»»

Issue #2144, opened 2026-07-18
Prerequisite cycle detection ignores implicit within-path tier ordering — a cross-path cycle composed with it still deadlocks silently


ginderjeremiah:
## Context

Follow-up to #2128, split out to keep that PR reviewable. #2128 fixes the concrete bug it reports — a gateway can name a prerequisite on its *own* path, which deadlocks the path against its own implicit tier ordering (tier N+1 requires tier N maxed) — by rejecting any same-path prerequisite outright at all three layers (`AdminProficiencies.ValidatePrerequisiteIds`, `ProgressionGraphChecker.CheckProficiencies`, `GatewaysEditor.addOptions`).

It deliberately does **not** implement the other half of #2128's suggested fix — extending `ValidatePrerequisiteIds`'/`ProficiencyPrerequisiteGraph.TryFindCycle`'s cycle detection to include the *implicit* within-path edges (tier N+1 → tier N) — because that's a materially different and larger change than a same-path ban.

## The remaining gap

`ProficiencyPrerequisiteGraph`'s doc comment states: "Within-path order is implicit in the tier ordinals and inherently acyclic, so only the authored prerequisite edges are checked here." That's true in isolation, but **cross-path edges composed with the implicit within-path chain can still close a cycle** that the current (explicit-edges-only) check never sees:

- Path A tier 0 gates on Path B tier 2 (cross-path — allowed today, and still allowed after #2128).
- Path B tier 0 gates on Path A tier 0 (cross-path — also allowed).
- Path B's own implicit ordering means tier 2 needs tier 1 needs tier 0.
- Composed: A0 → B2 → B1 → B0 → A0. A cycle, but invisible to `ProficiencyPrerequisiteGraph.TryFindCycle`, which only walks the authored edges (A0→B2, B0→A0) and sees no cycle in that narrower graph.

Every node on that composed cycle silently deadlocks — exactly the "wedged/unsatisfiable gateway" failure mode #2128 fixes for the same-path case, just reachable a different way.

## Suggested fix

Extend cycle detection to run over the *combined* graph (authored prerequisite edges + implicit tier-N+1→tier-N edges per path, derived from `PathOrdinal`), not just the authored ones. This needs to land in:

1. `AdminProficiencies.FindPrerequisiteCycle` (admin save-time rejection).
2. `ProficienciesCacheHolder.BuildSnapshotAsync`'s build-time backstop (currently also explicit-edges-only).
[...]

PR #2145, opened 2026-07-18
Reject same-path proficiency prerequisites at all three authoring layers

### LINKED ISSUE #2128: A gateway prerequisite inside its own path can author an unopenable tier — passes the Workbench picker, save validation, and Content Health
## Problem

Gateways are defined everywhere as **cross-path** (editor copy, store section header, `pathReferences` counts only `p.pathId !== id` edges), but nothing actually enforces that — at any of the three layers:

- **Workbench picker** — `UI/src/routes/admin/workbench/progression/GatewaysEditor.svelte:66-68` filters only `p.id !== tier.id && !p.retiredAt && !tier.prerequisiteIds.includes(p.id)`, so tiers of the *same* path are offered.
- **Save validation** — `AdminProficiencies.ValidatePrerequisiteIds` (`Game.DataAccess/Repositories/Admin/AdminProficiencies.cs:234-250`) rejects only self-reference and nonexistent ids.
- **Content Health** — `ProgressionGraphChecker.CheckProficiencies` (`Game.Application/Content/ProgressionGraphChecker.cs:592-606`) checks prerequisite existence and retired/frozen prerequisites only; there is no same-path check and no cycle detection that models the implicit within-path ordering (tier N+1 requires tier N maxed).

So gating tier 0 on a later tier of its own path saves fine, passes lint, and **deadlocks the path**: tier 0 becomes a gateway that accrues nothing until tier 2 is maxed, but tier 2 can't be reached without tier 0. The same blindspot covers cross-path prerequisite cycles composed with within-path ordering.

## Fix (all three layers, backend as source of truth)

1. `ValidatePrerequisiteIds` rejects a prerequisite on the tier's own path (anti-tamper — a tampered admin client can't bypass a frontend filter), and ideally detects prerequisite cycles across the graph including the implicit within-path edges.
2. `ProgressionGraphChecker` gains an Error for a wedged/unsatisfiable gateway (same-path prerequisite or cycle), alongside the existing retired/frozen-prerequisite check.
3. `GatewaysEditor.addOptions` filters `p.pathId !== tier.pathId`.

ginderjeremiah:
## Summary

Gateways are documented everywhere as **cross-path** (editor copy, store section header, `pathReferences` counts only `p.pathId !== id` edges), but nothing actually enforced it. Gating tier 0 of a path on a later tier of that *same* path saved fine, passed lint, and permanently deadlocked the path: tier 0 becomes a gateway that accrues nothing until tier 2 is maxed, but tier 2 can't be reached without tier 0 opening first.

This fixes the gap at all three layers the issue calls out, backend as the source of truth:

- **`AdminProficiencies.ValidatePrerequisiteIds`** (`Game.DataAccess/Repositories/Admin/AdminProficiencies.cs`) now rejects a prerequisite whose `PathId` matches the gated tier's own — anti-tamper, since a tampered admin client can't bypass a frontend-only filter.
- **`ProgressionGraphChecker.CheckProficiencies`** (`Game.Application/Content/ProgressionGraphChecker.cs`) gains an `Error` finding for the same case, alongside the existing retired/frozen-prerequisite check, so Content Health catches it too (e.g. against a seed/migration mistake).
- **`GatewaysEditor.addOptions`** (`UI/src/routes/admin/workbench/progression/GatewaysEditor.svelte`) filters the "Add prerequisite" picker to `p.pathId !== tier.pathId` so the Workbench never offers an invalid option in the first place.

## Scope note

The issue's fix section also suggested (marked "ideally") extending cycle detection to model the *implicit* within-path tier ordering (tier N+1 requires tier N maxed), so a cross-path prerequisite cycle composed with that implicit chain would also be caught. That's a materially larger change — it needs a shared graph-cycle utility reachable from both `Game.DataAccess` (admin save + build-time cache backstop) and `Game.Application` (Content Health), which today can't see each other's `internal` types. I split that out as **#2144** rather than scope-creep this PR; the same-path ban here does not subsume it (the composed-cycle scenario in #2144 never involves a same-path edge).

## Test plan

- [x] Backend: `Game.Application.Tests/DataAccess/AdminProficienciesIntegrationTests.cs` — new `SetPrerequisites_PrerequisiteOnSamePath_ReturnsFailure` integration test seeding two tiers on one path and asserting the save is rejected.
- [x] Backend: `Game.Application.Tests/Content/ProgressionGraphCheckerTests.cs` — new `Proficiency_PrerequisiteOnOwnPath_IsError` unit test.
- [x] Frontend: new `UI/src/tests/routes/admin/workbench/progression/GatewaysEditor.test.ts` — asserts the picker excludes same-path tiers while still offering cross-path ones, and still respects the existing already-added/retired exclusions.
- [x] Frontend: updated two `TierDetail.test.ts` fixtures that previously modeled an (now-invalid) same-path prerequisite to use cross-path tiers instead.
- [x] `dotnet build` — clean.
- [x] `dotnet test --no-build --no-restore` — full solution green (Core/Infrastructure/Application/Api test projects).
- [x] `npm run test:unit:ci` — full suite green (302 files / 3778 tests).

Closes #2128

---
_Generated by [Claude Code](https://claude.ai/code/session_01GFDgZ5UfE2fs31amgZTjj4)_

### DIFF
--- a/Game.Application.Tests/Content/ProgressionGraphCheckerTests.cs
+++ b/Game.Application.Tests/Content/ProgressionGraphCheckerTests.cs
@@ -687,6 +687,22 @@ namespace Game.Application.Tests.Content
         }
 
         [Fact]
+        public void Proficiency_PrerequisiteOnOwnPath_IsError()
+        {
+            // Gateways are cross-path only; a same-path prerequisite deadlocks the path against its own
+            // implicit tier ordering (tier N+1 requires tier N maxed), regardless of retirement state.
+            var graph = HealthyGraph() with
+            {
+                Proficiencies =
+                [
+                    Proficiency(0, pathId: 0, maxLevel: 10, rewards: [(5, 5)], prerequisiteIds: [1]),
+                    Proficiency(1, pathId: 0, maxLevel: 10),
+                ],
+            };
+            AssertHasFinding(graph, "ProficiencyPrerequisite", ContentGraphSeverity.Error, "Proficiency", 0);
+        }
+
+        [Fact]
         public void Proficiency_OnMissingPath_IsError()
         {
             var graph = HealthyGraph() with
--- a/Game.Application.Tests/DataAccess/AdminProficienciesIntegrationTests.cs
+++ b/Game.Application.Tests/DataAccess/AdminProficienciesIntegrationTests.cs
@@ -605,6 +605,33 @@ namespace Game.Application.Tests.DataAccess
         }
 
         [Fact]
+        public async Task SetPrerequisites_PrerequisiteOnSamePath_ReturnsFailure()
+        {
+            int gatedId, prerequisiteId;
+            using (var seedScope = CreateScope())
+            {
+                var path = await SeedPathAsync(seedScope);
+                gatedId = (await SeedProficiencyAsync(seedScope, path.Id, pathOrdinal: 0)).Id;
+                prerequisiteId = (await SeedProficiencyAsync(seedScope, path.Id, pathOrdinal: 1)).Id;
+            }
+            await ReloadReferenceCachesAsync();
+
+            using var scope = CreateScope();
+            var admin = scope.ServiceProvider.GetRequiredService<IAdminProficiencies>();
+
+            // Gating tier 0 on tier 1 of the same path would deadlock the path — tier 1 can't accrue until
+            // tier 0 opens, but tier 0 never opens because tier 1 (which needs tier 0) can never be maxed.
+            var result = admin.SetPrerequisites([new SetProficiencyPrerequisitesData
+            {
+                Id = gatedId,
+                PrerequisiteIds = [prerequisiteId],
+            }]);
+
+            Assert.False(result.Succeeded);
+            Assert.Contains("same path", result.ErrorMessage);
+        }
+
+        [Fact]
         public async Task SetPrerequisites_WouldFormACycle_ReturnsFailure()
         {
             int gatedId, prerequisiteId;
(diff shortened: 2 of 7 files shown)


ginderjeremiah (commented):
## Review: same-path proficiency prerequisites rejected at all three authoring layers (#2128)

**Verdict:** Approve _(submitted as a comment since I'm the PR author; GitHub won't accept a gating self-review)_ — the fix is correct, minimal, and lands the guard at every layer the issue calls out, with tests to match.

The change enforces the cross-path-only gateway invariant exactly where the issue identified the gaps:

- **`AdminProficiencies.ValidatePrerequisiteIds`** — reworked to take the gated `Proficiency` entity so it can compare `PathId`, rejecting a same-path prerequisite alongside the existing self-reference/existence checks. Backend as source of truth (anti-tamper), consistent with the rest of the admin-authoring validation pattern.
- **`ProgressionGraphChecker.CheckProficiencies`** — the new same-path `Error` sits next to the retired/frozen-prerequisite check, correctly guarded by `onLivePath`, so Content Health backstops a seed/migration mistake.
- **`GatewaysEditor.addOptions`** — the picker filter switches from `p.id !== tier.id` to `p.pathId !== tier.pathId`; since the gated tier is on its own path this still excludes the tier itself, so no regression, and same-path siblings are now never offered.

### Scope split
Deferring the composed-cycle case (cross-path edges + implicit within-path tier ordering) to #2144 is the right call — it genuinely needs a shared graph-cycle utility reachable across the `Game.DataAccess`/`Game.Application` assembly boundary, which is a materially larger change. The same-path ban here provably doesn't subsume it, and #2144 documents that clearly.

### Test coverage
Thorough and following the project's rules:
- Backend integration test for the admin-save rejection (`SetPrerequisites_PrerequisiteOnSamePath_ReturnsFailure`) and a Content Health unit test (`Proficiency_PrerequisiteOnOwnPath_IsError`).
- Frontend `GatewaysEditor.test.ts` asserts both that same-path tiers are excluded and that the existing already-added/retired exclusions still hold for cross-path tiers.
- The two `TierDetail.test.ts` fixtures that modeled a (now-invalid) same-path prerequisite were correctly updated to cross-path rather than left to silently misrepresent valid data.

### What's good
Clean, well-scoped fix with clear rationale comments at each layer and disciplined scope management — no gold-plating, and the follow-up gap is filed rather than hand-waved.

---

««

EXERCISE DESCRIPTION ->
Copy each line above containing the string "shared".

ANSWER SECTION ->
The issue's fix section also suggested (marked "ideally") extending cycle detection to model the *implicit* within-path tier ordering (tier N+1 requires tier N maxed), so a cross-path prerequisite cycle composed with that implicit chain would also be caught. That's a materially larger change — it needs a shared graph-cycle utility reachable from both `Game.DataAccess` (admin save + build-time cache backstop) and `Game.Application` (Content Health), which today can't see each other's `internal` types. I split that out as **#2144** rather than scope-creep this PR; the same-path ban here does not subsume it (the composed-cycle scenario in #2144 never involves a same-path edge).
Deferring the composed-cycle case (cross-path edges + implicit within-path tier ordering) to #2144 is the right call — it genuinely needs a shared graph-cycle utility reachable across the `Game.DataAccess`/`Game.Application` assembly boundary, which is a materially larger change. The same-path ban here provably doesn't subsume it, and #2144 documents that clearly.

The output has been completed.